Saved entries
PR #557, opened 2026-07-23
move database migrations to schema

danthe1st:
This PR moves all database migrations to the schema.sql (provided they aren't there already) and deletes them as having all database changes run on the first setup simplifies initially getting started.

This also adds some sanity tests to ensure the schema.sql can be loaded properly.


liquiddevelopmentnet (approved):
lgtm!

PR #558, opened 2026-08-08
Update ban message when user is unbanned

danthe1st:
There is no good way to notify users about being unbanned (since we don't want to collect personal data like E-Mail addresses). This PR updates the ban message (which is automatically sent to users when they are banned) when the user is unbanned.

### DIFF
--- a/src/main/java/net/discordjug/javabot/systems/moderation/ModerationService.java
+++ b/src/main/java/net/discordjug/javabot/systems/moderation/ModerationService.java
@@ -10,6 +10,7 @@ import net.discordjug.javabot.util.ExceptionLogger;
 import net.discordjug.javabot.util.Responses;
 import net.discordjug.javabot.util.UserUtils;
 import net.dv8tion.jda.api.EmbedBuilder;
+import net.dv8tion.jda.api.JDA;
 import net.dv8tion.jda.api.entities.*;
 import net.dv8tion.jda.api.entities.channel.middleman.MessageChannel;
 import net.dv8tion.jda.api.utils.MarkdownUtil;
@@ -20,16 +21,20 @@ import org.springframework.stereotype.Service;
 
 import lombok.RequiredArgsConstructor;
 
+import javax.annotation.CheckReturnValue;
 import javax.annotation.Nonnull;
 import java.time.Duration;
 import java.time.Instant;
 import java.time.LocalDateTime;
 import java.time.ZoneOffset;
+import java.util.ArrayList;
 import java.util.Collections;
 import java.util.List;
 import java.util.Optional;
+import java.util.concurrent.CompletableFuture;
 import java.util.concurrent.ExecutorService;
 import java.util.concurrent.TimeUnit;
+import java.util.function.Consumer;
 
 /**
  * This service provides methods for performing moderation actions, like banning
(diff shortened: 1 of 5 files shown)


src/main/java/net/discordjug/javabot/systems/moderation/UnbanCommand.java
```diff
@@ -43,10 +43,13 @@ protected ReplyCallbackAction handleModerationCommand(@NotNull SlashCommandInter
...
-		if (moderationService.unban(id, reasonOption.getAsString(), event.getMember(), event.getChannel(), quiet)) {
-			return Responses.success(event, "User Unbanned", "User with id `%s` has been unbanned.", id);
-		} else {
-			return Responses.warning(event, "Could not find banned User with id `%s`", id);
-		}
+		moderationService.unban(id, reasonOption.getAsString(), event.getMember(), event.getChannel(), quiet)
+			.thenAccept(success -> {
+				Responses.success(event.getHook(), "User Unbanned", "User with id `%s` has been unbanned.", id).queue();
+			}).exceptionally(failed -> {
+				Responses.warning(event, "Could not find banned User with id `%s` or a different error occured: `%s`", id, failed.getMessage()).queue();
```
liquiddevelopmentnet: shouldn't this be `event.getHook()`? the interaction is acked before the warning fires no?

src/main/java/net/discordjug/javabot/systems/moderation/ModerationService.java
```diff
@@ -281,23 +286,44 @@ private void banAndSendGuildNotifications(User user, String reason, Member banne
...
 
-	private boolean isBanned(@NotNull Guild guild, long userId) {
-		return guild.retrieveBanList().complete()
-				.stream().map(Guild.Ban::getUser)
-				.map(User::getIdLong).toList().contains(userId);
+	private void notifyUserAboutUnban(long userId, MessageEmbed unbanEmbed, ModerationConfig moderationConfig, Message unbanLogMessage) {
+		JDA jda = moderationConfig.getGuild().getJDA();
+		jda.retrieveUserById(userId)
+			.flatMap(User::openPrivateChannel)
+			.flatMap(c -> c.getHistory().retrievePast(1))
```
liquiddevelopmentnet, line 306: if the user sends the bot a dm after the ban message, wouldn't this cause problems? especially later on in the code, with the bot author check

liquiddevelopmentnet (changes requested):

src/main/java/net/discordjug/javabot/systems/moderation/UnbanCommand.java
danthe1st: Fixed in 6922115ee42816b94763db6d920063e928835552.

src/main/java/net/discordjug/javabot/systems/moderation/ModerationService.java
danthe1st: In that case, the update wouldn't be delivered because of the `banMessage.getAuthor().getIdLong() != jda.getSelfUser().getIdLong()` check.
While this could be avoided by retrieving multiple messages (and use the most recent bot messages), users cannot send DMs to the bot when they are banned so the window for that should be really short.

liquiddevelopmentnet: I didn't know the bot doesn't accept dms from non-members 👍

liquiddevelopmentnet (approved):

src/main/java/net/discordjug/javabot/systems/moderation/ModerationService.java
danthe1st: The bot cannot control this but if there is no mutual guild, DMs cannot be sent. This is the same between normal members except that our bot won't be in multiple Discord servers.

PR #201, opened 2022-07-25
OKTA-517853 Add revokeAllTokens to Credential.

JayNewstrom:


auth-foundation/src/main/java/com/okta/authfoundation/credential/Credential.kt
```diff
@@ -196,6 +200,37 @@ class Credential internal constructor(
...
+     */
+    suspend fun revokeAllTokens(): OidcClientResult<Unit> {
+        val localToken = token ?: return OidcClientResult.Error(IllegalStateException("No token."))
+        val pairsToRevoke = mutableMapOf<RevokeTokenType, String>()
+
+        pairsToRevoke[RevokeTokenType.ACCESS_TOKEN] = localToken.accessToken
+        localToken.refreshToken?.let { pairsToRevoke[RevokeTokenType.REFRESH_TOKEN] = it }
+        localToken.deviceSecret?.let { pairsToRevoke[RevokeTokenType.DEVICE_SECRET] = it }
+
+        return withContext(Dispatchers.Unconfined) {
```
rajdeepnanua-okta, line 216: What's the reasoning for using Dispatchers.Unconfined here?

JayNewstrom: I need to jump into coroutine land that allows me to do `async`, but I don't actually care about threading (the networking layer handles threading related to that already). As far as I know, that's the best way to accomplish it, but I'd be happy to make an updated if you know a better way :D

rajdeepnanua-okta (approved):

auth-foundation/src/main/java/com/okta/authfoundation/credential/Credential.kt
frett: 2 other options that would have worked here:

- `withContext(EmptyCoroutineContext) {}` - this would give you the `CoroutineScope` necessary to launch `async` without actually changing anything about the current coroutine context
- `coroutineScope {}` - this is probably the simplest solution, it creates a local coroutine scope that you can launch `async` tasks from

PR #209, opened 2022-09-09
Update dispatchers to be EmptyCoroutineDispatcher or use coroutineScope.

JayNewstrom:


JayNewstrom:
Update based off @frett suggestion [here](https://github.com/okta/okta-mobile-kotlin/pull/201#discussion_r967101756)

frett:
It seems weird that you are passing the `EmptyCoroutineContext` as a "dispatcher" in tests. a `Dispatcher` is just one type of object that can be stored within a  `CoroutineContext`, other types include the parent `Job` and an indicator object when using `coroutines-test` (context objects are extensible, and room leverages this to confine an active db transaction to a single thread).

the `withContext()` method allows you to replace any part of a coroutine context (not just the dispatcher), and it will merge those changes onto the inherited `coroutineContext`. The `EmptyCoroutineContext` object is just an empty object that will cause nothing to change when merging with the inherited context.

▶ [Your goal] Restate every record verbatim.

▶ [Written response]
PR #557, opened 2026-07-23
move database migrations to schema

danthe1st:
This PR moves all database migrations to the schema.sql (provided they aren't there already) and deletes them as having all database changes run on the first setup simplifies initially getting started.

This also adds some sanity tests to ensure the schema.sql can be loaded properly.


liquiddevelopmentnet (approved):
lgtm!

PR #558, opened 2026-08-08
Update ban message when user is unbanned

danthe1st:
There is no good way to notify users about being unbanned (since we don't want to collect personal data like E-Mail addresses). This PR updates the ban message (which is automatically sent to users when they are banned) when the user is unbanned.

### DIFF
--- a/src/main/java/net/discordjug/javabot/systems/moderation/ModerationService.java
+++ b/src/main/java/net/discordjug/javabot/systems/moderation/ModerationService.java
@@ -10,6 +10,7 @@ import net.discordjug.javabot.util.ExceptionLogger;
 import net.discordjug.javabot.util.Responses;
 import net.discordjug.javabot.util.UserUtils;
 import net.dv8tion.jda.api.EmbedBuilder;
+import net.dv8tion.jda.api.JDA;
 import net.dv8tion.jda.api.entities.*;
 import net.dv8tion.jda.api.entities.channel.middleman.MessageChannel;
 import net.dv8tion.jda.api.utils.MarkdownUtil;
@@ -20,16 +21,20 @@ import org.springframework.stereotype.Service;
 
 import lombok.RequiredArgsConstructor;
 
+import javax.annotation.CheckReturnValue;
 import javax.annotation.Nonnull;
 import java.time.Duration;
 import java.time.Instant;
 import java.time.LocalDateTime;
 import java.time.ZoneOffset;
+import java.util.ArrayList;
 import java.util.Collections;
 import java.util.List;
 import java.util.Optional;
+import java.util.concurrent.CompletableFuture;
 import java.util.concurrent.ExecutorService;
 import java.util.concurrent.TimeUnit;
+import java.util.function.Consumer;
 
 /**
  * This service provides methods for performing moderation actions, like banning
(diff shortened: 1 of 5 files shown)


src/main/java/net/discordjug/javabot/systems/moderation/UnbanCommand.java
```diff
@@ -43,10 +43,13 @@ protected ReplyCallbackAction handleModerationCommand(@NotNull SlashCommandInter
...
-		if (moderationService.unban(id, reasonOption.getAsString(), event.getMember(), event.getChannel(), quiet)) {
-			return Responses.success(event, "User Unbanned", "User with id `%s` has been unbanned.", id);
-		} else {
-			return Responses.warning(event, "Could not find banned User with id `%s`", id);
-		}
+		moderationService.unban(id, reasonOption.getAsString(), event.getMember(), event.getChannel(), quiet)
+			.thenAccept(success -> {
+				Responses.success(event.getHook(), "User Unbanned", "User with id `%s` has been unbanned.", id).queue();
+			}).exceptionally(failed -> {
+				Responses.warning(event, "Could not find banned User with id `%s` or a different error occured: `%s`", id, failed.getMessage()).queue();
```
liquiddevelopmentnet: shouldn't this be `event.getHook()`? the interaction is acked before the warning fires no?

src/main/java/net/discordjug/javabot/systems/moderation/ModerationService.java
```diff
@@ -281,23 +286,44 @@ private void banAndSendGuildNotifications(User user, String reason, Member banne
...
 
-	private boolean isBanned(@NotNull Guild guild, long userId) {
-		return guild.retrieveBanList().complete()
-				.stream().map(Guild.Ban::getUser)
-				.map(User::getIdLong).toList().contains(userId);
+	private void notifyUserAboutUnban(long userId, MessageEmbed unbanEmbed, ModerationConfig moderationConfig, Message unbanLogMessage) {
+		JDA jda = moderationConfig.getGuild().getJDA();
+		jda.retrieveUserById(userId)
+			.flatMap(User::openPrivateChannel)
+			.flatMap(c -> c.getHistory().retrievePast(1))
```
liquiddevelopmentnet, line 306: if the user sends the bot a dm after the ban message, wouldn't this cause problems? especially later on in the code, with the bot author check

liquiddevelopmentnet (changes requested):

src/main/java/net/discordjug/javabot/systems/moderation/UnbanCommand.java
danthe1st: Fixed in 6922115ee42816b94763db6d920063e928835552.

src/main/java/net/discordjug/javabot/systems/moderation/ModerationService.java
danthe1st: In that case, the update wouldn't be delivered because of the `banMessage.getAuthor().getIdLong() != jda.getSelfUser().getIdLong()` check.
While this could be avoided by retrieving multiple messages (and use the most recent bot messages), users cannot send DMs to the bot when they are banned so the window for that should be really short.

liquiddevelopmentnet: I didn't know the bot doesn't accept dms from non-members 👍

liquiddevelopmentnet (approved):

src/main/java/net/discordjug/javabot/systems/moderation/ModerationService.java
danthe1st: The bot cannot control this but if there is no mutual guild, DMs cannot be sent. This is the same between normal members except that our bot won't be in multiple Discord servers.

PR #201, opened 2022-07-25
OKTA-517853 Add revokeAllTokens to Credential.

JayNewstrom:


auth-foundation/src/main/java/com/okta/authfoundation/credential/Credential.kt
```diff
@@ -196,6 +200,37 @@ class Credential internal constructor(
...
+     */
+    suspend fun revokeAllTokens(): OidcClientResult<Unit> {
+        val localToken = token ?: return OidcClientResult.Error(IllegalStateException("No token."))
+        val pairsToRevoke = mutableMapOf<RevokeTokenType, String>()
+
+        pairsToRevoke[RevokeTokenType.ACCESS_TOKEN] = localToken.accessToken
+        localToken.refreshToken?.let { pairsToRevoke[RevokeTokenType.REFRESH_TOKEN] = it }
+        localToken.deviceSecret?.let { pairsToRevoke[RevokeTokenType.DEVICE_SECRET] = it }
+
+        return withContext(Dispatchers.Unconfined) {
```
rajdeepnanua-okta, line 216: What's the reasoning for using Dispatchers.Unconfined here?

JayNewstrom: I need to jump into coroutine land that allows me to do `async`, but I don't actually care about threading (the networking layer handles threading related to that already). As far as I know, that's the best way to accomplish it, but I'd be happy to make an updated if you know a better way :D

rajdeepnanua-okta (approved):

auth-foundation/src/main/java/com/okta/authfoundation/credential/Credential.kt
frett: 2 other options that would have worked here:

- `withContext(EmptyCoroutineContext) {}` - this would give you the `CoroutineScope` necessary to launch `async` without actually changing anything about the current coroutine context
- `coroutineScope {}` - this is probably the simplest solution, it creates a local coroutine scope that you can launch `async` tasks from

PR #209, opened 2022-09-09
Update dispatchers to be EmptyCoroutineDispatcher or use coroutineScope.

JayNewstrom:


JayNewstrom:
Update based off @frett suggestion [here](https://github.com/okta/okta-mobile-kotlin/pull/201#discussion_r967101756)

frett:
It seems weird that you are passing the `EmptyCoroutineContext` as a "dispatcher" in tests. a `Dispatcher` is just one type of object that can be stored within a  `CoroutineContext`, other types include the parent `Job` and an indicator object when using `coroutines-test` (context objects are extensible, and room leverages this to confine an active db transaction to a single thread).

the `withContext()` method allows you to replace any part of a coroutine context (not just the dispatcher), and it will merge those changes onto the inherited `coroutineContext`. The `EmptyCoroutineContext` object is just an empty object that will cause nothing to change when merging with the inherited context.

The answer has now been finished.